Hopefully
I won't make this posting too rambling. Full Disclosure: I am not a
database expert of any kind. For the most part, all GISers are probably
familiar enough with what a database, or more specifically a Relational
Database is. Pretty much any entry-level GIS textbook discusses it, and
you might even use one like the personal geodatabase in ArcGIS or something
more sophisticated like Oracle Spatial. The idea behind the relational
database (and I realize I will butcher this) is that you have a series of
tables, and those tables are related to one another throu primary keys and
foreign keys stored in those tables. There is a movement, and I'm not
sure how long it has been going, for a non-relational data storage system that
has been called NoSQL. Google uses a NoSQL data store
called BigTable, and Facebook uses something called Cassandra
by Apache. NoSQL is a bit all-encompassing, because it really covers any
of the data stores that are not the classic Relational Databases. These
cover a range of things that I don't really want to get into. The two
that are of most interest to me are the Document Store and Graph
Databases. Document stores are cool because they store, well, documents
rather than tables. Each document can have it's own set of properties and
values, and you aren't tied to a database schema.
Typically the documents are stored in a format like XML or JSON (Javascript
Object Notation). It isn't hard to make a leap of storing GIS geometry in
a Document-oriented Database, because there already exists a specification
called GeoJSON. Personally, I find it freeing not to be tied to a
database schema, and find it difficult to design them.
But
now for the meat of this post - Graph Database. If you don't know a graph
is not a chart. A graph is a mathematical structure to model
relationships. We GISers are most familiar with its form as a network, or
transportation network. Graphs are made up of nodes, or vertices, and
edges that connect nodes. Importantly, an edge may have direction or no
direction. For example, node1 and node2 are mutual friends and are just
connected, or node1 considers node2 a friend but node2 doesn't consider node1 a
friend. As you can probably guess, graphs are used extensively in social
network analysis. A graph database is a database that stores data as a
graph, or I suppose multiple graphs. The emphasis is on the relationship
between the nodes of data. Personally, I think this type of database is
the obvious direction that spatial-enabled databases should take. A lot
of our spatial analysis tasks involve searching the relationships between
data. This could really expand those functions, and potentially make them
quicker. There are at least two areas that come to mind when I think of
these possibilities. One is topology. What is topology to us but
the relationship between different geometries? Here is graph of the
topological relationship of some theoretical data:
One
thing that might be obvious from this is that we are used to separating out our
polygons into different tables or shapefiles that group our data. At a
higher level geometry is grouped by type: polygon, point, and polyline.

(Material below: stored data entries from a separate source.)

PR #3010, opened 2021-04-26
Add MiR100 robot

mael25:
Add [Mobile Industrial Robots' MiR100](https://www.mobile-industrial-robots.com/en/solutions/robots/mir100/) robot.

.

**Tasks**
  - [x] Fix  wheels
  - [x] Doc / Icon
  - [x] Add sensors
  - [x] Correct controller

MiR100 User guide (pdf): [https://www.mobile-industrial-robots.com/media/11446/mir100-user-guide_31_en.pdf](https://www.mobile-industrial-robots.com/media/11446/mir100-user-guide_31_en.pdf)


projects/robots/mir/mir100/protos/Mir100.proto
```diff
@@ -0,0 +1,668 @@
...
+        name "us_2_frame"
+      }
+      DEF LEFT_WHEEL_JOINT HingeJoint {
+        jointParameters HingeJointParameters {
+          axis 0 1 0
+          anchor 0 0.222604 0.0625
+        }
+        device [
+          RotationalMotor {
+            name "mir100_middle_left_wheel_joint"
```
BenjaminDeleze, line 130: Other robots don't have their name as prefix in names. You should just name them `middle_left_wheel_joint`, `middle_left_wheel_joint_sensor`, ...

projects/robots/mir/mir100/controllers/keyboard_control/Makefile
```diff
@@ -0,0 +1,72 @@
...
+### if you want to use the Webots C API in your C++ controller program:
+### USE_C_API = true
+###
+### ---- Debug mode ----
+### if you want to display the gcc command line for compilation and link, as
+### well as the rm command details used for cleaning:
+### VERBOSE = 1
+###
+###-----------------------------------------------------------------------------
+
```
BenjaminDeleze, line 67:
```suggestion
```

BenjaminDeleze (changes requested):
Thanks! Here is a first round remarks.

projects/robots/mir/mir100/controllers/keyboard_control/Makefile
ad-daniel: Normally for robot controllers a shortened Makefile header is used, which typically just mentions copyright dates & license. You can copy one from another robot, like khepera3 for example.

BenjaminDeleze (changes requested):
I think this PR should wait on the Summit-XL PR, such that you could add the missing lidars.

Moreover: 

- I found out on pictures of the MiR100 that it seems to have several sensors both on front, on top and on back. However they seems to be absent from the model or not graphically visible.


- Both logos seems to have triangle problem with the R. I can add pictures if needed.
- You should try to make the logo more visible. One good technic would be to use Blender to add a ambiant occlusion texture to the logo.

projects/robots/mir/mir100/controllers/keyboard_control/keyboard_control.c
```diff
@@ -0,0 +1,112 @@
...
+          target_speed = target_speed + SPEED_INCREMENT;
+          target_speed = target_speed > SPEED_MAX ? SPEED_MAX : target_speed;
+          break;
+
+        case WB_KEYBOARD_DOWN:
+          target_speed = target_speed - SPEED_INCREMENT;
+          target_speed = target_speed < SPEED_MIN ? SPEED_MIN : target_speed;
+          break;
+
+        case WB_KEYBOARD_PAGEUP:
```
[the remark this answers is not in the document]
mael25: Yes, it was to stay consistent with `YouBot` for instance and the new mecanum wheels robot where left/right is already for moving sideways...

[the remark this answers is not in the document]
mael25: But it may indeed make more sense to do like other differential drive robots

mael25:
@BenjaminDeleze I have updated the controller and put additional sensors (4 small range ultrasonic sensors as well as two depth camera implemented by a unique `RangeFinder` at the front of the robot).

BenjaminDeleze (changes requested):
The new mesh looks really nice!

I still have some remarks:

- you need to add a .gitignore in the `keyboard_control` folder so that the binary is not pushed on github.
- In `mir.x3d`, the link to the background (12 links) has changed with the new online documentation, they now point directly on the ressources on github, you need to either regenerate the .x3d file or you can copy the ` <background>...</background> ` from another robot model.
- I got some errors when launching the `mir100.wbt`
  - `ERROR: '/home/benjamin/webots/projects/robots/mir/mir100/protos/Mir100.proto':164:9: error: Skipped unknown 'lookupTable' parameter in Mir100UltrasonicSensor PROTO.` four times (once for each ultrasonic sensor)
  - `WARNING: Mir100 (PROTO) > Robotino3Platform (PROTO) > ConveyorPlatform (PROTO): The controller directory has not been found, searched the following locations`

mael25:
Thanks for the review, I have made the changes, the new documentation viewer looks great!

BenjaminDeleze (changes requested):
Thanks, it seems like all the previous errors have been fixed, however I had some problems when testing the sensors:
-Accelerometer: `WARNING: Mir100 (PROTO) > DEF IMU_LINK Solid > Accelerometer: Parent of Accelerometer node has no physics: measurements may be wrong.`
-Gyro: `WARNING: Mir100 (PROTO) > DEF IMU_LINK Solid > Gyro: this node or its parents requires a 'physics' field to be functional.`

I thought at first that the distance sensors on front where not working but it seems that the problem come from their orientation (as they do not point towards, they will not detect an obstacle in front of the robot), but I think it is fine if it is like that on the real robot.

A small detail, but is it intentional that the reset key for both the robot and its conveyor belt are the same such that when you reset one it reset also the other?

BenjaminDeleze (approved):
Thank you!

But with the graph database that wouldn't be necessary and we would be able to
search for data based on their relationship with each other. This
presents new analytical possibilities because data is no longer separate.

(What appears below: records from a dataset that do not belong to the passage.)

PR #3013, opened 2021-04-27
Avoid duplicate device names in the exported URDF

lukicdarkoo:
**Description**
In case there was a device and solid with the same name there used to be a conflict in the generated URDF. In general, we should make sure there is no device and solid with the same name, but this PR makes the URDF exporter more robust to these cases.

### DIFF
--- a/src/webots/nodes/WbSolidDevice.cpp
+++ b/src/webots/nodes/WbSolidDevice.cpp
@@ -58,7 +58,3 @@ QString WbSolidDevice::computeShortUniqueName() const {
     return QString("%1:%2").arg(robot->computeUniqueName()).arg(WbSolid::name());
   return computeUniqueName();
 }
-
-const QString WbSolidDevice::urdfName() const {
-  return getUrdfPrefix() + name();
-}
--- a/src/webots/nodes/WbSolidDevice.hpp
+++ b/src/webots/nodes/WbSolidDevice.hpp
@@ -47,8 +47,6 @@ protected:
   void subscribeToRaysUpdate(dGeomID ray);
   virtual void updateRaysSetupIfNeeded() {}
 
-  const QString urdfName() const override;
-
 private:
   static QList<QPair<WbSolidDevice *, dGeomID>> cDirtySensors;
 };


ad-daniel:
For coupled motors (https://github.com/cyberbotics/webots/pull/2939), motors having the same name that belong to the same robot will be considered as siblings so giving commands to one of them will relay the command to all others. Does this fact of having multiple devices (motors specifically) with the same name will conflict with this?

lukicdarkoo:
> Does this fact of having multiple devices (motors specifically) with the same name will conflict with this?

No, it will just add a suffix to duplicates.

> EDIT: the title mentions duplicated device names, and in the message you mention device and solid sharing the same name. It's both or just the latter?

It is for both, but it essentially tries to solve the generated URDF for the e-puck PROTO in which solids and devices have the same name.

mael25:
I have checked and it works well for me!

ad-daniel:
I have tested with this Robot:
```
Robot {
  children [
    HingeJoint {
      device [
        Brake {
          name "UNIQUE_NAME"
        }
        PositionSensor {
          name "UNIQUE_NAME"
        }
        RotationalMotor {
          name "UNIQUE_NAME"
        }
      ]
      endPoint Solid {
        children [
          SliderJoint {
            device [
              LinearMotor {
                name "UNIQUE_NAME"
              }
            ]
            endPoint Solid {
              name "UNIQUE_NAME"
            }
          }
        ]
        name "UNIQUE_NAME"
      }
    }
  ]
}
```
and this was the result:
```
<?xml version="1.0"?>
<robot name="/home/daniel/webots_develop/Robot.urdf" xmlns:xacro="http://ros.org/wiki/xacro">
  <link name="base_link">
  </link>
  <joint name="UNIQUE_NAME" type="continuous">
    <parent link="base_link"/>
    <child link="UNIQUE_NAME"/>
    <axis xyz="1 0 0"/>
    <limit effort="10" velocity="10"/>
    <origin xyz="0 0 0" rpy="0 0 0"/>
  </joint>
  <link name="UNIQUE_NAME">
  </link>
  <joint name="UNIQUE_NAME" type="prismatic">
    <parent link="UNIQUE_NAME"/>
    <child link="UNIQUE_NAME_0"/>
    <axis xyz="0 0 1"/>
    <origin xyz="0 0 0" rpy="0 0 0"/>
    <limit effort="10" velocity="10"/>
  </joint>
  <link name="UNIQUE_NAME_0">
  </link>
</robot>
```
For the inner slider joint it's adding the suffix, but for the top layer shouldn't the link name and the joint_name differ? Or have I misunderstood where the name conflict was?

lukicdarkoo:
> For the inner slider joint it's adding the suffix, but for the top layer shouldn't the link name and the joint_name differ? Or have I misunderstood where the name conflict was?

Joint and link names are allowed to be the same in URDF. However, two link nodes are not. So, if you have `Link (UNIQUE_NAME) > Joint (UNIQUE_NAME) > Link (UNIQUE_NAME)` then the last link should receive a prefix.

In particular, with this change, the URDF generated from the e-puck is now valid. In the e-puck PROTO, there is e.g. `Solid (ps0) > Device (ps0)` which translates to `Link (ps0) > Link (ps0)` which is invalid. Keep in mind that handling duplicate names will always generate some strange side-effects in URDF, so PROTO designers should be careful when naming links and joints.

Issue #2996, opened 2021-04-22
Fail to load generic window library (MATLAB)


mael25:
**Describe the Bug**
The MATLAB controllers crash in the develop branch, because they fail to load the generic window library (see Screenshots).

**Steps to Reproduce**
1. Open and run `nao_matlab.wbt `or `youbot_matlab.wbt`
2. See error

**Expected behavior**
The library loads correctly and the controller does not crash.

**Screenshots**
![Screenshot from 2021-04-22 10-53-50](https://user-images.githubusercontent.com/38250944/115686946-fdc69980-a359-11eb-84e7-df140c4aec9d.png)

**System**
 - Operating System: Linux Ubuntu 20.04.2 LTS
 - Graphics Card: NVIDIA GeForce GTX 1650 Mobile / Max-Q

**Additional context**
I think the issue might be due to the fact that the files of the new robot window in `include/controller/c/webots/plugins/robot_window` are not included in `lib/controller/matlab/allincludes.h` and not mentioned in `lib/controller/matlab/launcher.m`.

mael25:
Hello @stefaniapedrazzi, so I have checked in more details where the error happens:

1. `lib/controller/matlab/launcher.m` (l.150) 
- calllib('libController', 'wb_robot_init');
2. `projects/robots/kuka/youbot/controllers/youbot_matlab/youbot_matlab.m` (l.14)
- passive_wait(4.0)
3. `projects/robots/kuka/youbot/controllers/youbot_matlab/passive_wait.m` (l.4)
- if (wb_robot_step(32)==-1)
4. `resources/projects/plugins/robot_windows/generic/generic.c` (l.16): 
- if(!wbu_generic_robot_window_handle_messages(message)) 
5. At this place, the error (see above) appears.

So basically, the error occurs the first time `wb_robot_step()`  is called inside the Matlab controller. Then, it looks in `libgeneric.so ` (generated from `resources/projects/plugins/robot_windows/generic/generic.c`) for `wb_robot_window_step()`. Finally, inside `wb_robot_window_step()`, it fails to find `libgeneric_robot_window.so` (generated from `resources/projects/libraries/generic_robot_window/generic.c`) necessary to use `wbu_generic_robot_window_handle_messages()` and the other generic window functions.

I guess it might be because it looks inside the wrong place for `libgeneric_robot_window.so`, but I have trouble to find where/how to define the search location of the library... Do you have any idea ?
Thanks!

[...]

PR #3021, opened 2021-04-29
Fix crash Matlab controller

mael25:
**Description**
The MATLAB controllers crash in the _develop_ branch, because they fail to load `lib/controller/libgeneric_robot_window.so`  from `resources/projects/plugins/robot_windows/generic/libgeneric.so`.

**Related Issues**
This pull-request fixes issue #2996.

**Tasks**

- [x] Compatibility MacOS
- [x] Compatibility Windows

**Additional context**
This has been solved by adding `lib/controller` in the rpath of `libgeneric.so`.

### DIFF
--- a/resources/projects/plugins/robot_windows/generic/Makefile
+++ b/resources/projects/plugins/robot_windows/generic/Makefile
@@ -23,8 +23,8 @@ LIBRARIES = -lgeneric_robot_window
 null :=
 space := $(null) $(null)
 WEBOTS_HOME_PATH=$(subst $(space),\ ,$(strip $(subst \,/,$(WEBOTS_HOME))))
-
 include $(WEBOTS_HOME_PATH)/resources/Makefile.os.include
+
 ifeq ($(OSTYPE),linux)
  LIBRARIES += -Wl,-rpath,$(WEBOTS_HOME_PATH)/lib/controller
 endif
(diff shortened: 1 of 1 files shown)


mael25:
Note: I had to add the lines after `include $(WEBOTS_HOME_PATH)/resources/Makefile.include`, otherwise the `OSTYPE` was not set yet to `linux`.

stefaniapedrazzi:
> Note: I had to add the lines after include $(WEBOTS_HOME_PATH)/resources/Makefile.include, otherwise the OSTYPE was not set yet to linux.

It seems wrong to set it after including `Makefile.include` and it would be better to set `LIBRARY` before.

You can retrieve the OSTYPE in the Makefile even before the include.
See for example: https://github.com/cyberbotics/webots/blob/master/projects/samples/devices/controllers/lidar/Makefile

stefaniapedrazzi:
We should probably also check that it works properly on Windows and macOS.

mael25:
> > Note: I had to add the lines after include $(WEBOTS_HOME_PATH)/resources/Makefile.include, otherwise the OSTYPE was not set yet to linux.
> 
> It seems wrong to set it after including `Makefile.include` and it would be better to set `LIBRARY` before.
> 
> You can retrieve the OSTYPE in the Makefile even before the include.
> See for example: https://github.com/cyberbotics/webots/blob/master/projects/samples/devices/controllers/lidar/Makefile

Right, in fact only `resources/Makefile.os.include` is needed before, I have updated the code.
I will also test on Windows afterwards.

stefaniapedrazzi (approved):
Thank you

stefaniapedrazzi:
Is something still missing or is it possible to merge this PR?

mael25:
> Is something still missing or is it possible to merge this PR?

I have not tested on MacOS and Windows yet...

omichel (approved):
Thank you for the tests!

PR #4141, opened 2022-01-20
feature convert robot windows

joachimhgg:
**Description**
Convert robot windows of Webots robots to meet the new web browser robot window.

**Tasks**

- [x] vehicles
- [x] c3d
- [x] e-puck
- [x] thymio
- [x] custom_robot_window

robotBenchmark:
- [x] highway_driving
- [x] humanoid_sprint
- [x] inverted_pendulum
- [x] maze_runner
- [x] obstacle_advoidance
- [x] pick_and_place
- [x] pit_escape
- [x] robot_programming
- [x] sqare_path
- [x] visual_tracking
- [x] wall_following


ad-daniel (changes requested):
The robot window of the thymio2 is a bit too high up, with the labels ending up in what I assume is the header, can't it be centered vertically as well?
a
Similarly, the robotbenchmark ones don't appear to fill horizontally (on firefox), but isn't that big of a deal
b

On the other hand Is it necessary to have a tabs.css for each of them? At first glance they appear to be identical

joachimhgg:
> The robot window of the thymio2 is a bit too high up, with the labels ending up in what I assume is the header, can't it be centered vertically as well? a Similarly, the robotbenchmark ones don't appear to fill horizontally (on firefox), but isn't that big of a deal b
> 
> On the other hand Is it necessary to have a tabs.css for each of them? At first glance they appear to be identical

For Thymio, I removed the grey band. I added the `tabs.css` using `jsdelivr` instead of adding the tabs to all the `robot_windows` folders. For the robotbenchmark's robot windows, it was already the case before, it is because the parameter `width` is set to `90%` hence I imagine we can keep it like that.

PR #4145, opened 2022-01-24
Update Urls

BenjaminDeleze:
**Description**

- Update urls that were not updated by the script.
- Add a section in https://github.com/cyberbotics/webots/wiki/Release-Procedure to update urls that can only be updated once the tag is pushed.


omichel (approved):
Thank you.

PR #4147, opened 2022-01-24
Generalize update of Webots version in world file header

LucasWaelti:
**Description**
The [`convert_nue_to_enu_rub_to_flu.py`](https://github.com/cyberbotics/webots/blob/42fc2753ccda54b7747cf6e1c2d97820f609f7e6/scripts/converter/convert_nue_to_enu_rub_to_flu.py#L224) script only allows to update the version at the first line of the world or proto file if the version being updated is `R2021b`. 

For instance, the line `#VRML_SIM R2018b utf8` is not updated by the script and therefore requires to be modified by hand to `#VRML_SIM R2022a utf8`. 

This pull request should allow the script to update the Webots version in any case.


joachimhgg (approved):
Looks good to me, thanks for your contribution!

PR #4148, opened 2022-01-25
Fix node string display

ad-daniel:
**Description**
In https://github.com/cyberbotics/webots/pull/4104, in order to pre-fill the PROTO parameters the function `toStringRepresentation` was modified such that for SFNodes the `{}` is also included in the representation (just the name alone is not VRML compliant for a node, the brackets are needed). This function however didn't aim to be VRML compliant and is used for other things, most notably to display the names of nodes in the scene tree, which meant this change added curly brackets in the GUI as well.

Although the addition of curly brackets could have been done at the level of other functions (like `WbMultipleValue::toString`, `itemToString`), these too serve other purposes and changing it would have side-effects.

All things considered, the best option appears to be to add the brackets locally where it's needed.

### DIFF
--- a/src/webots/gui/WbNewProtoWizard.cpp
+++ b/src/webots/gui/WbNewProtoWizard.cpp
@@ -19,6 +19,7 @@
 #include "WbFileUtil.hpp"
 #include "WbLineEdit.hpp"
 #include "WbMessageBox.hpp"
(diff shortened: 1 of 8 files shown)


omichel (approved):
Cleaner this way indeed.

See Tim Berners-lee's Ted talk for more info about linked data.
The other
possibility that I see with this, is relationships between metadata.
Metadata in a GIS is boring. Yes it is important, but no one seems to use
it, and it is tedious to create. FGDC is a pain. Metadata through
relationships sounds a lot more interesting to me. Searching for related
information by who it was created, regions/areas, or temporality could be
really useful.
Anyway,
those are my thoughts on how NoSQL should be the next step in the GIS world.